Friday, September 28, 2007

Roy Andersson's YOU, THE LIVING

Remember Roy Andersson? Well, no one will blame you if you don't. Although he has made over 400 TV commercials, he has only made four features, two of which were made in the 70s. Andersson's two claims-to-fame are that Ingmar Bergman once declared that Andersson makes "the best commercials in the world", and his 2000 award winning feature Songs from the Second Floor. Andersson's new film, You, the Living (left), which played at Cannes in the Un Certain Regard section, barely got a mention. I missed it myself when looking at the schedule, and only realized its existence after an interview appeared in the current issue of CinemaScope.

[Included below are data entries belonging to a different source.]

PR #580, opened 2018-12-20
Fix #576:  Error when querying with ISO output schema

### LINKED ISSUE #576: Error when querying with ISO output schema
# Description
When using `GetRecordByID` request with `outputSchema` parameter set to `http://www.isotc211.org/2005/gmd` the server responds with a 500 error. When the `outputSchema` is not set, it returns the record in default schema with no problems.

# Environment

- operating system: CentOS 7.5.1804
- Python version: 3.4.9
- pycsw version: 2.2.0
- source/distribution
  - [ ] git clone
  - [ ] DebianGIS/UbuntuGIS
  - [x] PyPI
  - [ ] zip/tar.gz
  - [ ] other (please specify):
- web server
  - [ ] Apache/mod_wsgi
  - [ ] CGI
  - [x] other (please specify): Gunicorn

# Steps to Reproduce

Example request:
```
GET /?service=CSW&version=2.0.2&request=GetRecordById&elementsetname=full&outputSchema=http:%2F%2Fwww.isotc211.org%2F2005%2Fgmd&id=12345
```

# Additional Information

Inspecting the logs reveals a python TypeError:
```
File "/venvs/pycsw_venv/lib/python3.4/site-packages/pycsw/plugins/profiles/apiso/apiso.py", line 389, in write_record
    if caps is None and xml_blob is not None and xml_blob.startswith(b'<gmd:MD_Metadata'):
TypeError: startswith first arg must be str or a tuple of str, not bytes
```
To get around this I've made adjustments in our running instance of `pycsw/plugins/profiles/apiso/apiso.py`.

Current master version (lines 388-394):
```python
xml_blob = util.getqattr(result, self.context.md_core_model['mappings']['pycsw:XML'])
if caps is None and xml_blob is not None and xml_blob.startswith(b'<gmd:MD_Metadata'):
    is_iso_anyway = True

if (esn == 'full' and (typename == 'gmd:MD_Metadata' or is_iso_anyway)):
    # dump record as is and exit
    return etree.fromstring(xml_blob, self.context.parser)
```

Adjusted version:
```python
xml_blob = util.getqattr(result, self.context.md_core_model['mappings']['pycsw:XML'])
xml_blob_bytes_object = bytes.fromhex(xml_blob[2:]) # Convert long hex value to bytes object (trim \x from start of string so that fromhex works)
xml_blob_decoded = xml_blob_bytes_object.decode('utf-8') # Then decode the bytes to unicode string

if caps is None and xml_blob is not None and xml_blob_decoded.startswith('<gmd:MD_Metadata'): # Removed `b` prefix, as it is checking a str. Also check on new `xml_blob_decoded` variable instead
    is_iso_anyway = True

if (esn == 'full' and (typename == 'gmd:MD_Metadata' or is_iso_anyway)):
    # dump record as is and exit
    return etree.fromstring(xml_blob_decoded, self.context.parser) # use new `xml_blob_decoded` variable that stores real unicode string value of the XML.
```

I get the real XML markup (not hex as per database value) and store in `xml_blob_decoded` because `fromstring` expects to parse real XML markup. I'm unsure if this is the correct way to patch this, but it now allows me to search for a record with ISO output schema at least as a temporary workaround.

juozasg:
This fixes a Python 3 error when querying ISO gmd:MD_Metadata

The fix is provided by @ludona7 in this ticket: https://github.com/geopython/pycsw/issues/576

### DIFF
--- a/pycsw/plugins/profiles/apiso/apiso.py
+++ b/pycsw/plugins/profiles/apiso/apiso.py
@@ -386,12 +386,15 @@ class APISO(profile.Profile):
         is_iso_anyway = False
 
         xml_blob = util.getqattr(result, self.context.md_core_model['mappings']['pycsw:XML'])
-        if caps is None and xml_blob is not None and xml_blob.startswith(b'<gmd:MD_Metadata'):
+        xml_blob_bytes_object = bytes.fromhex(xml_blob[2:]) # Convert long hex value to bytes object (trim \x from start of string so that fromhex works)
+        xml_blob_decoded = xml_blob_bytes_object.decode('utf-8') # Then decode the bytes to unicode string
+
+        if caps is None and xml_blob is not None and xml_blob_decoded.startswith('<gmd:MD_Metadata'): # Removed `b` prefix, as it is checking a str. Also check on new `xml_blob_decoded` variable instead
             is_iso_anyway = True
 
         if (esn == 'full' and (typename == 'gmd:MD_Metadata' or is_iso_anyway)):
             # dump record as is and exit
-            return etree.fromstring(xml_blob, self.context.parser)
+            return etree.fromstring(xml_blob_decoded, self.context.parser) # use new `xml_blob_decoded` variable that stores real unicode string value of the XML.
 
         node = etree.Element(util.nspath_eval('gmd:MD_Metadata', self.namespaces))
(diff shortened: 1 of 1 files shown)


tomkralidis:
Closing in lieu of #596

Some friends and I had heard about this film, ordered it from the land of contraband, Canada, and illegally screened it in downtown St Paul for a handful of good sports who attend such things. I was pretty taken with Song from the Second Floor with its absurd dark humor and its ashen aesthetics that has no warmth whatsoever. Andersson shoots his films (and his commercials for that matter) almost entirely in the studio giving them a look all their own. After Songs from a Second Floor's flash in the pan was over, Andersson went back to making commercials. At least that is the way it seemed. Andersson's commercials are no less precise (and dark) than his feature films, and makes no excuses for his success. "When I make a commercial I make it as seriously as I make a feature. I have clients who know what they will get. And I never ask for a job - I'm always asked, so I can choose and I can say no if I don't like the story or the idea or the project." (from CinemaScope interview) Andersson explains that he built his entire studio from his commercial work. If the biggest criticism about You, the Living is that it is too much like Songs from the Second Floor, that's not all bad. Let's hope it makes an appearance at the MSPIFF.

Here are some examples of Roy Andersson's commercials via You Tube:
Bayerskt Beer
Ansvar Insurance
Here are seven commercials compiled together. They include car insurance, Swedish sugar, Lotto, Social Democratic Party, Sitram cook wear, a Swedish bank, and Gigantti Home Appliance Outlet. All hilarious.

Roy Andersson's very comprehensive website here. (There is a 'teaser' for You, The Living here under 'media'.)
Interesting "documentary pilot about Roy Andersson" here (sans subtitles.)

1 comment:

Kathie Smith said...

David Bordwell reports on the You, The Living at the Vancouver International Film Festival:

“Be pleased, then, you living one, in your delightfully warmed bed, before Lethe’s ice-cold wave will lick your escaping foot.” As a tram destination, Lethe makes a brief appearance in the Swedish film You, the Living, Roy Andersson’s latest comedy of trivial miseries. The line from Goethe is apt. After ninety minutes of drab apartments and Balthus-like figures, all bathed in sickly greenish light, you’re ready to stay in bed forever.

As in Songs from the Second Floor, Andersson gives us a loose network narrative, with barely characterized figures threading their way through urban locales. Long-shot, single-take scenes turn clinics and dining rooms into monumentally desolate spaces. Humans, either bulbous or emaciated, trudge through torrential rain and peer out from distant windows. The bodies may be distorted and careworn, but the spaces are even more so. We get a sort of dystopian Tati, in which gags, near-gags, and anti-gags are swallowed up in the cavities we call home and workplace. A carpet store stretches off into the distance, and a cloakroom seems like a basketball court.

In You, the Living, Andersson’s characters recount their dreams, and these open onto areas only a step beyond our world in their lumpish crowds and eerie vacancy. Judges at a trial are served beer as they condemn the accused. Spectators at an electrocution snack on popcorn from supersized buckets. How can I not like a filmmaker so committed to moving his actors around diagonal spaces, even if the frame is either sparse or uniformly packed, and though he does treat his people like sacks of coal? Don’t look for hope here, only a sardonic eye attracted by banality and pointlessness, images made all the bleaker by an occasional song.